All this seems to me like simple common sense. It stands to reason that people tend to get politically mobilized when they’re competing for fewer resources and see their civic ideals as being under attack by an administration they oppose. Krugman only loses me when he confesses that this is not how “it was supposed to work.”“Right-wing extremism may be the same as it ever was, but it clearly has more adherents now than it did a couple of years ago. Why? It may have a lot to do with a troubled economy.
“True, that’s not how it was supposed to work. When the economy plunged into crisis, many observers — myself included — expected a political shift to the left. After all, the crisis made nonsense of the right’s markets-know-best, regulation-is-always-bad dogma. In retrospect, however, this was naïve: voters tend to react with their guts, not in response to analytical arguments — and in bad times, the gut reaction of many voters is to move right.”
“That’s the message of a recent paper by the economists Markus Brückner and Hans Peter Grüner, who find a striking correlation between economic performance and political extremism in advanced nations: in both America and Europe, periods of low economic growth tend to be associated with a rising vote for right-wing and nationalist political parties. The rise of the Tea Party, in other words, was exactly what we should have expected in the wake of the economic crisis.”
I’m happy to concede that it’s hard to believe that “the markets-know-best [and] regulation-is-always-bad” when employment’s hovering around 10%. Indeed, it’s hard to believe that under any circumstances, which is probably why practically no one does--not even, I gather, the freshwater economists Krugman is always disparaging. The last time I looked, the Tea Partiers haven’t taken to the streets to uphold the efficient market hypothesis. They're there like every other citizen-activist, to advance their interests and (regrettably illiberal) ideals.
It’s one thing to suspend the presumption that the market always knows best during hard times, but something else to jump to the counter-presumption that, at least when it comes to allocation of public or partly public goods, the political process always knows better.
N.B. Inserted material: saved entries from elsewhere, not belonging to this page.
PR #1067, opened 2015-06-25
Improve and fix invalid enum tests

Oletus:


zhenyao:
Looks good.  Thanks for fixing them.

PR #1070, opened 2015-06-25
Added tests for the remaining WebGL 1 removed enums

matthewn4444:
These removed enums are specified in constants-and-properties.html.
This change adds tests for the remaining enums that did not have
their own test already.


zhenyao:
Looks good

PR #1071, opened 2015-06-26
Move js files from resources/ to js/

zhenyao:
Here we copied over the js files instead of moving, so we can fix paths in various tests in multiple CLs.

Once all paths are fixed, the js files in resources/ can be removed.


zhenyao:
I plan to get this migration done this weekend, so I'll land them unreviewed. It's basically file move and path fixes.

PR #1084, opened 2015-06-30
Last CL for resources/ to js/ migration (I hope)

zhenyao:
Deleted the js files in resources/, which exposed a bunch of overlooked files.

Also fixing them in this CL.


kenrussell:
Very nice. Thank you for pushing through this cleanup.

PR #1085, opened 2015-06-30
Don't remove non-whitespace characters when stripping indentations

Oletus:
Some dEQP test shaders are indented in an inconsistent way: for example,
some lines might be indented with \<tab\>\<tab\> whereas others have
\<tab\>\<space\>\<tab\>. These two indentations may look the same in an editor,
but when the framework indentation removal function looks at the
indentations, it counts <tab> as indentation by 4 and <space> as
indentation by one. The first line is used as reference and the rest of
the lines get the same amount of indentation removed. With inconsistent
indentation in the source, this could remove some meaningful characters,
like turning "void main()" into "oid main()" unless it is separately
checked that no non-whitespace characters are removed.

This fixes several shader tests, particularly in
deqp/data/gles2/shaders/constants.html.

### DIFF
--- a/sdk/tests/deqp/modules/shared/glsShaderLibrary.js
+++ b/sdk/tests/deqp/modules/shared/glsShaderLibrary.js
@@ -100,7 +100,8 @@ var gluShaderUtil = framework.opengl.gluShaderUtil;
             for (var i = 0; i < arr.length; ++i) {
             /** @type {number} */ var removed = 0;
             /** @type {number} */ var j;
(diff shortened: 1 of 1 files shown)


Oletus:
FYI @jasomobica - might be nicer to actually fix the indentations in the test files - for example convert them to use purely spaces, but this is a faster way to get the tests working.

kenrussell:
Yikes. Thank you for catching this serious logic error. I agree this is the most expedient and robust fix.

PR #1086, opened 2015-07-01
Move conformance2/textures tests into conformance2/textures/misc

zhenyao:
So we can put tests for canvas/image/video into sub folders.

Also, refactor tex-image-and-sub-image-2d-with-canvas to accordomate ES3 needs.


toji:
LGTM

That’s something that the Tea Partiers seem to be skeptical about. But it's something that people committed to having the state intervene more ambitiously in private economic affairs must believe. Liberalism only makes sense insofar as the political process tends to allocate resources in a way that's tolerably efficient, and morally acceptable.
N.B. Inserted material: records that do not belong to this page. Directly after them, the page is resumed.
PR #1087, opened 2015-07-02
Replace deprecated JavaScript media types with application/javascript

alexhenrie:
application/x-javascript and text/javascript were both deprecated in
April 2006 by RFC 4329. WebGL does not require them, and the tests
should still pass even if a web browser drops support for the deprecated
names.

### DIFF
--- a/sdk/demos/google/high-dpi/index.html
+++ b/sdk/demos/google/high-dpi/index.html
@@ -32,12 +32,12 @@ THEORY OF LIABILITY, WHETHER IN CONTRACT, STRICT LIABILITY, OR TORT
 OF THIS SOFTWARE, EVEN IF ADVISED OF THE POSSIBILITY OF SUCH DAMAGE.
 -->
     <title>Teapot Test</title>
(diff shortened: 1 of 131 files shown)


kenrussell:
Thanks for this contribution. What's the motivation for making this change now?

Regardless, I'd like to ask you to please update this pull request to limit your changes to the sdk/ and specs/ directories, and undo your changes to the files under conformance-suites/. The conformance-suites/ directories are snapshots of the top-of-tree tests under sdk/tests/, and our working group prefers to limit changes to those tests to serious bug fixes; this doesn't qualify. If you could please update this pull request and squash commits so the history of those files is untouched, we'll merge it. Thanks.

alexhenrie:
Done. I'm bringing this issue to your attention because I want to propose removing some of Firefox's support for application/x-javascript, and I don't want anyone complaining "but the WebGL tests use it!"

kenrussell:
Understood. Thanks for this contribution. If we need to consider modifying more files (such as the most recent conformance suite snapshot) we can do that later.

alexhenrie:
Thank you!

Believing that's so makes a certain amount of theoretical and ethical sense insofar as every citizen’s political preferences are represented and the political process responds to their relative intensity by allowing elected representatives to trade votes on which their constituents have weak preferences to secure outcomes that they strongly prefer. But that means that conservative preferences count too, even when they're gut reactions that don't measure up to Krugman's idea of "analytical argument."
Krugman would be a more persuasive liberal if he could manage to sound more like a democrat.